Cellfinder installation in a cluster computing environment.

Currently cellfinder has only been written with SLURM in mind. In theory, it should be easy enough to allow the use of any other job scheduler.

SLURM

Based on the SWC SLURM cluster, and so most of the command syntax will likely vary. Specifically, you are unlikely to have modules configured in exactly the same way as us.

Prepare the environment

  • On our cluster, modules are only available on a compute node, so start an interactive job on a GPU node, and request a GPU for testing.

srun -p gpu --gres=gpu:1 --pty bash
  • Load miniconda

module load miniconda

Set up conda environment and install cellfinder

  • Now you can proceed as with a local installation

    • Create and activate new minimal conda environment

        conda create --name cellfinder python=3.7
        conda activate cellfinder
    
    • Install CUDA and cuDNN

        conda install cudatoolkit=10.1 cudnn
    
    • Install cellfinder

        pip install cellfinder
    
  • Check that tensorflow and CUDA are configured properly:

    python
    
       import tensorflow as tf
       tf.test.is_gpu_available()
    

    If you see something like this, then all is well.
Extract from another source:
PR #24708, opened 2025-09-05
[improve][build] docker: use up to date wolfi-base location

xnox:
Chainguard containers on dockerhub are no longer updated directly (as in mirrored slower), instead the primary publication location is hosted publicly (without quota limits or tokens!) on cgr.dev/chainguard/wolfi-base.

They are also continuously rebuilt, and thus are actually always up to date. This is why you likely did upgrade call, as the dockerhub image might be seen as stale from time to time.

        2019-06-26 10:51:34.697900: I tensorflow/core/platform/cpu_feature_guard.cc:141] Your CPU supports instructions that this TensorFlow binary was not compiled to use: AVX512F
        2019-06-26 10:51:34.881183: I tensorflow/core/common_runtime/gpu/gpu_device.cc:1432] Found device 0 with properties: 
        name: TITAN RTX major: 7 minor: 5 memoryClockRate(GHz): 1.77
        pciBusID: 0000:2d:00.0
        totalMemory: 23.62GiB freeMemory: 504.25MiB
        2019-06-26 10:51:34.881217: I tensorflow/core/common_runtime/gpu/gpu_device.cc:1511] Adding visible gpu devices: 0
        2019-06-26 10:51:35.251465: I tensorflow/core/common_runtime/gpu/gpu_device.cc:982] Device interconnect StreamExecutor with strength 1 edge matrix:
        2019-06-26 10:51:35.251505: I tensorflow/core/common_runtime/gpu/gpu_device.cc:988]      0 
        2019-06-26 10:51:35.251511: I tensorflow/core/common_runtime/gpu/gpu_device.cc:1001] 0:   N 
        2019-06-26 10:51:35.251729: I tensorflow/core/common_runtime/gpu/gpu_device.cc:1115] Created TensorFlow device (/device:GPU:0 with 195 MB memory) -> physical GPU (device: 0, name: TITAN RTX, pci bus id: 0000:2d:00.0, compute capability: 7.5)
        True
    
  • End your interactive job

exit

Run cellfinder

Allthough you can run cellfinder interactively, it is better to submit a batch job.

  • Write the job submission script. An example can be found here. If possible, set the output directory to local, fast scratch storage.

  • Submit the job to the job scheduler

sbatch cellfinder_sbatch.sh
  • If you use the example script, you will recieve an email when the job is done. To watch the progress, log onto a node with the same storage drive mounted and run:

watch tail -n 100 /path/to/cellfinder_log.log
  • Copy the results from the storage platform.